Blakely served as Limestone County Sheriff for 38 years but was automatically removed on Aug. 3, 2021, when a Limestone County jury found him guilty of first-degree theft and using his public office for personal gain.

Pamela Baschab, the judge specially appointed to Blakely’s case, sentenced him to three years in jail and two years of unsupervised probation in 2021. However, he remained out of jail on an appeal bond for two years, which the average individual rarely gets.

Blakely turned himself into the Franklin County Jail in February 2023. It is unclear why the former sheriff was never moved to the Alabama Department of Corrections (ADOC), and according to the ADOC website, his custody status has remained "on-the-way." As of reporting, ADOC has not responded to a request for comment.

Blakely has yet to own up to his crimes and has explored every legal avenue possible to stay or get out of jail. He even tried to argue the judge who presided over the case did so illegally due to her not remaining an active member of the state bar. All his appeals so far have been unsuccessful.

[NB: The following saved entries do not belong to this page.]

PR #5130, opened 2023-05-22
fix foreman Procfile `clock` for non-GNU developers

tfidfwastaken:
`sleep infinity` is a GNU extension to `sleep`; so this command breaks for MacOS users, which in turn causes all the processes started by foreman to exit. We change this to a POSIX compliant version that loops once every 2^24 seconds, ie, 5ish years (this is much below the POSIX-required maximum of 2147483647 seconds [~68 years], but I found this number less intimidating).


harimohanraj89 (approved):
Yeah 5 years is juuust fine 👌

PR #5137, opened 2023-05-26
Goal lines update may 2023

jamiecarter7:
**Story card:** 
[sc-10614](https://app.shortcut.com/simpledotorg/story/10614/add-control-for-visibility-in-region-type)
[sc-10615](https://app.shortcut.com/simpledotorg/story/10615/add-below-and-above-text-to-goal-string)
[sc-10613](https://app.shortcut.com/simpledotorg/story/10613/corrections-to-date-selected-if-current-month-is-dec-then-choose-previous-month)
[sc-10618](https://app.shortcut.com/simpledotorg/story/10618/change-design-to-include-goal-zone-background-colour)

## Because

'Region' level specific visibility
Design improvements
Algorithm fixes

### 'Region' level specific visibility

Adds the ability to control whether the goal line is shown based on the region level [see docs](Regions).
The function checks the name of the current regionType against a list of enabled region names. Where name is duplicated across countries the country initials have been added for enabling in individual countries.

### Design improvements

1. Added additional text 'Above' or 'Below' inside the text string (part of the bubble stating the goal). For improved clarity.
2. 'Goal zones' - changing the fill from the chart to the area below/above the goal line to highlight where you should aim to be.

### Algorithm fixes

Fixing a missed check where if the last month in the array of dates is a December [...., 'Nov-2023', 'Dec-2023'] then ignore this value. 
If the last value is a December the date picker should select a previous December (2022) or the 6th month to calculate the goal. Only in Jan-2024 we should use Dec-2023.

## Test instructions

Goal lines wont show at all with less than 6 months of data

### Test 1: 'Region' level specific visibility.

To see the goal lines you will have to add 'state' to **enabledRegions** object inside reports.js file.
To check at facility level you will need to add 'facilityIN' as localhost pretends to be IN (India) then navigate to a facility.
To enable at each level can be done in dev env using the following:
- 'state'
- 'districtIN'
- 'block'
- 'facilityIN'
I've followed this table to build specificity - [simple docs](https://docs.simple.org/reports/what-we-report#region-reports)

The 'organization' is defined in the config but actually falls behind the flipper flag, ensuring it only shows where the flag is enabled inside a country. Also not all organizations have the ability to view data at this level, BD does show org level dashboard, but dev env does not.

Note: goal lines will only show if at least 6 months of data are present.

### Test 2: Check 'Above' or 'Below' text present.

Above: 
- BP Controlled
Below:
- BP Not Controlled
- Missed Visits

Screenshot 2023-05-30 at 14 09 20

### Test 3: Goal zones
This can be tested by adding and removing 'state' or at facility level using 'facilityIN' in the enabledRegions object.

When a goal line is active and calculated then the following changes occur:
- Area below/above goal line becomes filled
- Area below the chart line is no longer filled

Screenshot 2023-05-30 at 13 57 27

When a goal line is no active (not shown) then the chart should remain unchanged:
- The chart line should be filled as expected.

Screenshot 2023-05-30 at 13 57 42

### Test 4: Algorithm fixes

**The images look slightly different here but the focus is the goal line calculation**

When viewing the dashboard at any level with a goal change the view to dec-2022 and the goal lines calculations should update to be calculated from the dec-2021 value (or month 6 if dec is part of the first 6 months).

Current calculation is 10% of the remaining improvement, note the calculation is slightly different for upwards and downwards goals.
Eg upwards: date value (40%)
100 - 40 = 60
60 * 0.1 = 6
Goal = 46% 
Upwards goals are rounded up, even 45.1%

Eg downwards: date value 40%
40 * 0.1 = 4
Goal = 36%
Downwards goals are rounded down, even 36.9%

Chose Dec-2022 and check the goal is calculated from Dec-2021 value.
Note: if the there is only 1 December value in the data, and that Decemeber value is one of the first 5 months the goal is calculated from the 6th month. 
Screenshot 2023-05-26 at 14 29 19

For example this facility shows a goal calculated using Apr-2023
Screenshot 2023-05-26 at 14 28 59


govindkrjoshi (approved):

app/assets/javascripts/common/reports.js
```diff
@@ -543,18 +577,61 @@ Reports = function ({ withLtfu, showGoalLines }) {
...
+    ctx.closePath();
+
+    const rgbaChartColor = chart.config.data.datasets[0].borderColor;
+    const fillColor = changeRGBAColorOpacity(rgbaChartColor, 0.065);
+    const textColor = changeRGBAColorOpacity(rgbaChartColor, 0.4);
+
+    ctx.fillStyle = fillColor || "rgba(0, 0, 0, 0.1)";
+    ctx.fill();
+
+    // canvasDrawGoalZoneText(chart)
```
govindkrjoshi, line 615: We can remove this commented code.

jamiecarter7: Good spot!

Removed

PR #5153, opened 2023-06-02
Fix translation locale selection

olttwa:
**Story card:** Bug-fix

This PR does 3 things:
1. Prunes `config.i18n.available_locales` to only contain keys which are in the translation backends.
2. Move from `compatible_language_from` to `language_region_compatible_from` method of http_accept_language gem, which is more correct.
    1. Simple server was ignoring region part of translation in favour of first occurring primary language, which is incorrect. (For ex, `bn-IN` got inferred as `bn-BD` because that was defined first in config)
3. Change all underscores (en_BD) to hyphens (en-BD), because hyphen is the convention.

## Previous PR cause a production issue because:

1. `config.i18n.available_locales` contained a lot of locales that were not present in translation files as backend.
3. `en-IN` was defaulting to `en-IN` by `language_region_compatible_from` method, because `config.i18n.available_locales` contained `en_IN` key, and a backend for this wasn't present.
    1. This was causing an error: `I18n::InvalidLocale: "en-IN" is not a valid locale`
4. This wasn't an issue before this PR, because previously we were using this method: `compatible_language_from`, which inferred `en-IN` as `en`.


harimohanraj89:
Hmm, the en_*** locales are definitely used on the _dashboard_ to determine country-specific field names like districts, blocks, states, etc. Can we double-check/confirm this before removing them from the supported locale list?

config/application.rb
```diff
@@ -43,7 +43,7 @@ class Application < Rails::Application
 
     # Locale configuration
     config.i18n.load_path += Dir[Rails.root.join("config", "locales", "**", "*.{rb,yml}")]
-    config.i18n.available_locales = %w[en mr-IN pa-Guru-IN bn-BD kn-IN en_BD en_IN en_ET en_LK en-IND bn-IN hi-IN ta-IN te-IN am-ET om-ET si-LK sid-ET so-ET ta-LK ti-ET es]
+    config.i18n.available_locales = %w[am-ET bn-BD bn-IN en es hi-IN kn-IN mr-IN om-ET pa-Guru-IN si-LK sid-ET so-ET ta-IN ta-LK te-IN ti-ET]
```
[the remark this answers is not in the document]
govindkrjoshi: We should not remove `en_IN` from this list. `en` and `en_IN` are two different locales and have different files in config/locales as well.

config/initializers/country_config.rb
```diff
@@ -23,7 +23,7 @@ class CountryConfig
       states: COUNTRYWISE_STATES["Bangladesh"],
       dashboard_locale: ENV["DEFAULT_PREFERRED_DASHBOARD_LOCALE"] || "en_BD",
       time_zone: ENV["DEFAULT_TIME_ZONE"] || "Asia/Dhaka",
-      faker_locale: "en-IND",
+      faker_locale: "en",
```
govindkrjoshi, line 26: Shouldn't the faker_locale be the same as dashboard_locale?

spec/requests/shared_examples/api/v4/shared_spec_for_sync_requests.rb
```diff
@@ -158,4 +158,32 @@ def assert_sync_success(response, request_process_token)
...
+    it "sets locale correctly" do
+      expect(I18n).to receive(:with_locale).with("bn-IN")
+
+      get sync_route, params: {}, headers: headers.merge({"Accept-Language" => "bn-IN"})
+    end
+
+    it "defaults to first primary language when it cannot find region" do
+      expect(I18n).to receive(:with_locale).with("en")
+
+      get sync_route, params: {}, headers: headers.merge({"Accept-Language" => "en-IN"})
```
govindkrjoshi, line 172: `en-IN` should match to itself, and not `en`

spec/requests/shared_examples/api/v4/shared_spec_for_sync_requests.rb
```diff
@@ -158,4 +158,32 @@ def assert_sync_success(response, request_process_token)
       expect(JSON(response.body)[response_key].count).to eq(1)
     end
   end
+
+  context "translations are correctly inferred" do
```
govindkrjoshi, line 162: These tests are coupled to our application config currently, it would be nice to decouple the unit test from the application config. One option could be to mock the application config for these tests.

config/locales/faker/en-IN.yml
```diff
@@ -1,4 +1,4 @@
-en-IND:
```
olttwa, line 1: changed `en-IND` to `en-IN`, because  we don't have `-IND` region.

spec/requests/shared_examples/api/v4/shared_spec_for_sync_requests.rb
olttwa: Mocking application config would defeat the purpose of these tests, which IMO, can only be done well using integration tests.

olttwa:
> Hmm, the en_*** locales are definitely used on the _dashboard_ to determine country-specific field names like districts, blocks, states, etc. Can we double-check/confirm this before removing them from the supported locale list?

@harimohanraj89 , my bad. I found usage of the `en_***` locales & have kept them in the application config.

spec/requests/shared_examples/api/v4/shared_spec_for_sync_requests.rb
olttwa: updated test.

config/initializers/country_config.rb
olttwa: Tests use faker_locale to populate sync data. If we were to keep it same as dashboard locale, tests will fail as they cannot find this data.

govindkrjoshi (approved):

config/locales/api/en_IN.yml
```diff
@@ -0,0 +1,5 @@
+# A place-holder file for en-IN locale.
+# All translations for en-IN default to :en
+# Value of `en-IN` needs to be non-empty for rails to pick it.
+en-IN:
+  place: "holder"
```
govindkrjoshi, line 5: Is the `place` key required? If not, let's remove it. 

Do we not need this empty locale file for `en-BD` etc, since the mobile app doesn't send these locales?

olttwa: We need at-least 1 key-value pair for rails to ACK the locale. Else, it doesn't include it in the I18n.backends.available_locales, and the API will begin failing again.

Initially, Franklin County Sheriff Shannon Oliver said that Blakely could not enter the general population due to his law enforcement background, which is standard procedure in these cases.

However, in November 2023, Oliver said Blakely violated his work release after he was seen purchasing items from a Foodland next to where he was working. Oliver stated that Blakely had been out on work release for months. According to the store owner where Blakely was assigned to work, he had worked there since February, when he initially turned himself in.

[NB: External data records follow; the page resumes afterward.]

PR #5158, opened 2023-06-08
Debug rspec test time

roypeter:

## Because

## This addresses

## Test instructions

### DIFF
--- a/app/controllers/application_controller.rb
+++ b/app/controllers/application_controller.rb
@@ -5,7 +5,7 @@ class ApplicationController < ActionController::Base
   around_action :switch_locale
 
   def switch_locale(&action)
-    locale = http_accept_language.language_region_compatible_from(I18n.available_locales) || I18n.default_locale
+    locale = http_accept_language.compatible_language_from(I18n.available_locales) || I18n.default_locale
     I18n.with_locale(locale, &action)
   end
 
--- a/spec/api/v4/questionnaires_spec.rb
+++ b/spec/api/v4/questionnaires_spec.rb
@@ -16,7 +16,7 @@ describe "Questionnaires v4 API", swagger_doc: "v4/swagger.json" do
         parameter param
       end
 
-      let("Accept-Language") { "en-IND" }
+      let("Accept-Language") { "en-IN" }
       let(:dsl_version) { "1.1" }
 
       response "200", "Questionnaires Synced to user device" do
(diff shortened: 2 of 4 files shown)


config/schema_descriptions.yml
```diff
@@ -92,24 +92,6 @@ reporting_facility_states:
     diabetes_appts_scheduled_15_to_31_days: "The total number of appointments scheduled by healthcare workers for diabetic patients at the facility in the reporting month between 15 and 31 days from the visit date"
     diabetes_appts_scheduled_32_to_62_days: "The total number of appointments scheduled by healthcare workers for diabetic patients at the facility in the reporting month between 32 and 62 days from the visit date"
     diabetes_appts_scheduled_more_than_62_days: "The total number of appointments scheduled by healthcare workers for diabetic patients at the facility in the reporting month more than 62 days from the visit date"
-    overdue_patients: "The total of overdue patients at the facility at the beginning of the reporting month. Dead and lost to follow-up patients are excluded."
```
olttwa, line 95: Why are we deleting these descriptions now?

db/migrate/20230523084623_update_reporting_facility_states_to_version11.rb
```diff
@@ -1,8 +0,0 @@
-class UpdateReportingFacilityStatesToVersion11 < ActiveRecord::Migration[6.1]
```
olttwa, line 1: We shouldn't delete a migration. If the intention is to revert to version 10, I'll suggest creating version 12.

Deleting a migration requires a manual rollback not only on all production environments, but individual developer machines as well.

spec/factories/appointments.rb
```diff
@@ -15,8 +15,7 @@
     user
 
     trait :overdue do
-      device_created_at { rand(61..90).days.ago }
-      scheduled_date { rand(35..60).days.ago }
+      scheduled_date { rand(30..90).days.ago }
```
olttwa, line 18: Switch from 35 to 30 was intentional, right?

spec/models/reports/facility_state_spec.rb
```diff
@@ -616,639 +612,4 @@
       expect(rows.pluck(:facility_id)).not_to include(facility_2.id)
     end
   end
-
-  context "monthly hypertension overdue patients", run_with_custom_date: true do
```
olttwa, line 620: All these tests got deleted because we reverted from v11 to v10?

olttwa (changes requested):

PR #5161, opened 2023-06-09
Dashboard overdue UI alterations

jamiecarter7:
**Story card:** [sc-10735](https://app.shortcut.com/simpledotorg/story/10735/fix-z-index-layering-in-overdue-patients-call-chart)

## Because

UI fixes for overdue dashboard:
- Add missing divider to table
- Fix missing toggle styling
- Some changes to sentences (title/subtitles)
- Fix z-index issues on chart line graph

### Fix missing toggle styling
Before:
image
After:
image

### Add missing divider to table

There is a missing column divider in the table.

Before:
image

After:
image

### Some changes to sentences (title/subtitles)
Minor changes to title and subtitle wording

### Fix z-index issues on chart line graph
There is an issue with some charts having the layers that make the background below the line being stacked over the top of the line nodes when they are close.
Screenshot 2023-06-09 at 12 54 33
The fix requires a change in how the chart draws the elements.
Previously the line segment of the chart was attached to the 'remove from overdue list' but the way stacking is done in chartjs means I need to split this into 2 elements a line and the red band.
Screenshot 2023-06-09 at 16 06 32
'order' sets the draw order (z-index) and 'stack' groups the stacks together. We want to stack the call results and then have the line in a separate stack otherwise they are all stacked on top of one another.


app/components/dashboard/hypertension/overdue_patients_called_table_component.html.erb
```diff
@@ -19,6 +19,7 @@
           <col class="table-divider">
           <col>
           <col class="table-divider">
+        <col>
```
danySam, line 22:
```suggestion
          <col>
```

danySam (approved):
There's a minor indentation error, otherwise looks good

jamiecarter7:
Good spot, committed suggestion

PR #555, opened 2022-12-03
rmake for linux, rmake cleanup

daineAMD:
Need to go through and test all of the options manually yet.
Aside: Will enable blis cpu reference on linux in another PR next week, using openblas for windows.


clients/CMakeLists.txt
```diff
@@ -77,13 +77,16 @@ if( BUILD_CLIENTS_BENCHMARKS OR BUILD_CLIENTS_TESTS)
   if( NOT WIN32 )
     # Linking lapack library requires fortran flags
     find_package( cblas REQUIRED CONFIG )
-    if (LINK_BLIS)
-      set( BLIS_INCLUDE_DIR ${BUILD_DIR}/deps/blis/include/blis )
```
TorreZuk, line 81: Not sure what you are doing here you are in a NOT WIN32 already.   Are you dropping blis?

daineAMD: It doesn't appear that we're using blis at all. I changed this code back to what it was, but we aren't defining LINK_BLIS in install.sh or rmake.py so it isn't used anyway. I'll work on adding blis in another PR.

TorreZuk: So what is the goal of this PR, rmake.py should work find on linux?  Yes blis or other reference another PR.  OpenBLAS on windows covers rocblas (solver have to check?), on linux should get solver input as well.

daineAMD: Yes, rmake.py now works on linux after this PR.

rmake.py
```diff
@@ -190,22 +213,24 @@ def config_cmd():
     if args.static_lib:
         cmake_options.append( f"-DBUILD_SHARED_LIBS=OFF" )
 
-    if args.skip_ld_conf_entry:
+    if args.relocatable:
+        rocm_rpath = os.getenv( 'ROCM_RPATH', "/opt/rocm/lib:/opt/rocm/lib64")
+        cmake_options.append( f'-DCMAKE_SHARED_LINKER_FLAGS=" -Wl,--enable-new-dtags -Wl,--rpath,{rocm_rpath}"' )
+
+    if args.skip_ld_conf_entry or args.relocatable:
         cmake_options.append( f"-DROCM_DISABLE_LDCONFIG=ON" )
```
TorreZuk, line 221: This may need to change once the PR goes in changing install.sh but matching fine for now

TorreZuk (approved):
LGTM if all passing

PR #556, opened 2022-12-08
Changing Documentation Template

SergiyKostrov:
Changing Documentation Template - hipBLAS


saadrahim:
@SergiyKostrov a few settings in conf.py were not carried forwards relating to the theme. Can you update that? If you look at the doc build, the theme is still the standard blue RTD them. We are switching to the sphinx book theme.

saadrahim:
Also, I think you may have copied settings from the rocBLAS devel branch. Not the PR 1560.

PR #571, opened 2023-03-14
Static hipblas_fortran_client library

daineAMD:
Should fix the problem of finding libhipblas_fortran_client.so from hipblas-clients package. Making hipblas_fortran_client a static library, the same as rocblas_fortran_client.
@lawruble13 can you take a look? I see you make the original [rocBLAS changes](https://github.com/rocmsoftwareplatform/rocblas-internal/pull/1099) and [hipBLAS changes](https://github.com/rocmsoftwareplatform/hipblas/pull/463).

Sheriff Oliver told 1819 News that Blakely, a convicted felon, had been on work release since his third week in jail. Oliver said he was put on lockdown for one week when asked if he had any repercussions for his work release violations in 2023.

Blakely can leave the jail during the day for work but must return by 6 p.m. The Sheriff's office refused to comment on its requirements for work release and whose custody Blakely is actually in.

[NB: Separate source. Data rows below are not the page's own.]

PR #573, opened 2023-03-16
Removing support for packed int8

daineAMD:
Removes support for:
- `hipblasInt8Datatype_t` enum
- `hipblasSetInt8Datatype`
- `hipblasGetInt8Datatype`
- related internal functions

Removes testing, and removes some documentation. Will add in CHANGELOG at FC unless there's somewhere better to include this (deprecation.rst?)

### DIFF
--- a/clients/common/utility.cpp
+++ b/clients/common/utility.cpp
@@ -1,5 +1,5 @@
 /* ************************************************************************
- * Copyright (C) 2016-2022 Advanced Micro Devices, Inc. All rights reserved.
+ * Copyright (C) 2016-2023 Advanced Micro Devices, Inc. All rights reserved.
  *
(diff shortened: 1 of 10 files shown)


TorreZuk (approved):
Great to see the packed int go away.   Aren't there tests that need to be removed?
LGTM if all tests pass

daineAMD:
> Great to see the packed int go away. Aren't there tests that need to be removed? LGTM if all tests pass

I think the only real "test" was what was in [testing_gemm_ex.hpp](https://github.com/ROCmSoftwarePlatform/hipBLAS/pull/573/files#diff-909e3e533c39222eb952ca6156fce0ca031821639e5887f9205d53c803463898L108)

PR #577, opened 2023-03-21
Trmm deprecation with HIPBLAS_V1

amcamd:
- contains deprecation code and sample. 
- Does not contain tests with hipblas-test


library/src/amd_detail/hipblas.cpp
```diff
@@ -13992,6 +13993,489 @@ catch(...)
...
+                                                             hipDiagonalToHCCDiagonal(diag),
+                                                             m,
+                                                             n,
+                                                             alpha,
+                                                             A,
+                                                             lda,
+                                                             B,
+                                                             ldb,
+                                                             C,
+                                                             ldc));
```
TorreZuk, line 14026: You don't want to define ROCBLAS_V3 and test that system here and use the new name?

TorreZuk (approved):
It looks like it matches the pattern you set in rocBLAS.  Good to get an additional review and I will review the build log, but expect deprecation warnings only from a sample, or none if trmm is only usage and built using -DHIPBLAS_V1.  Tests in separate PR?

clients/samples/example_strmm.cpp
```diff
@@ -0,0 +1,264 @@
...
+                __LINE__);                        \
+        exit(EXIT_FAILURE);                       \
+    }
+#endif
+
+#ifndef CHECK_HIPBLAS_ERROR
+#define CHECK_HIPBLAS_ERROR(error)                              \
+    if(error != HIPBLAS_STATUS_SUCCESS)                         \
+    {                                                           \
+        fprintf(stderr, "rocBLAS error: ");                     \
```
daineAMD, line 50: Should probably be "hipBLAS error" but I'm guessing this is in all/most of our samples so fine to ignore.

daineAMD (approved):

clients/samples/example_strmm.cpp
amcamd: Will update in another PR.

library/src/amd_detail/hipblas.cpp
amcamd: I think it is works as it is, and it seems to me to be more similar in amd_detail and nvidia_detail. An alternative would be to define ROCBLAS_V3 and use the new name. Below is how it works as it is: 

The librocblas.so contains both rocblas_strmm(... A, lda, B, ldb...) and rocblas_strmm_outofplace(...A, lda, B, ldb, C, ldc ...). 

Same for libhipblas.so, it contains both hipblasStrmm( ... A, lda, B, ldb, ...) and hipblasStrmmOutofplace(... A, lda, B, ldb, C, ldc, ...). 

If you compile without HIPBLAS_V1 you can call either hipblasStrmm or hipblasStrmmOutofplace . You get hipBLAS deprecation messages for both hipblasStrmm and hipblasStrmmOutofplace (rocBLAS deprecation messages are turned off at line 23 with # define ROCBLAS_NO_DEPRECATION_WARNINGS)

If you compile with HIPBLAS_V1 then any call you make to hipblasStrmm(  A, lda, B, ldb, C, ldc, ...) in your code is converted to a call to hipblasStrmmOutofplace(..A, lda, B, ldb, C, ldc)  by cpp. Calls to hipblasStrmm(.. A, lda, B, ldb ...) will give link errors because they are converted to hipblasStrmmOutofplace( ... A, lda, B, ldb, C, ldc ...) and there is an argument mismatch.

PR #579, opened 2023-03-27
don't copy extra dlls

TorreZuk:
* avoids copying in extra rocm math libs which may contaminate local build


TorreZuk (commented):
Passed my local win32 CI

daineAMD (approved):

TorreZuk:
Went by my private CI so if any trouble get me to hotfix, not sure why I don't see windows CI running (I'll watch for it though)

PR #585, opened 2023-04-06
Add rocSPARSE dependency to math-ci

cgmb:
The rocSOLVER library has added a dependency on rocSPARSE, so it may be required to successfully link with rocSOLVER.

### DIFF
--- a/.jenkins/multicompiler.groovy
+++ b/.jenkins/multicompiler.groovy
@@ -17,7 +17,7 @@ def runCI =
 
     //customize for project
     prj.paths.build_command = buildCommand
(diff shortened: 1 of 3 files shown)


daineAMD (approved):

cgmb:
> Are the solver functions that need sparse being exposed in hipBLAS?

I don't think so.

> If not could an on demand dependency load be used in solver? More of a solver question than on this PR.

That might be something to consider. There is a `BUILD_WITH_SPARSE` CMake option for rocSOLVER, but the CI currently provides hipBLAS with a copy of rocSOLVER where that was set to `ON`. If the CI used a copy of rocSOLVER built with that option set to `OFF`, then hipBLAS would not need to have rocSPARSE installed.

1819 News reached out to the Alabama Bureau of Pardons and Paroles, asking how Blakely has already become eligible for parole.

"In compliance with Alabama Code § 15-22-28, Michael Blakely has served the time necessary to be eligible for parole consideration," a spokesman responded, pointing out that the board may grant or deny his parole.

The treatment of Blakely, who has never admitted fault for his crimes, flies directly in the face of other political corruption cases Alabama has prosecuted. Former Alabama House Speaker Mike Hubbard, who also never admitted fault for violating ethics law, had a lesser sentence. However, he was transferred to ADOC and served his time in the Limestone County Prison. He was not permitted to work release and served the majority of his sentence.

The Alabama Attorney General's Office refused to comment on this subject.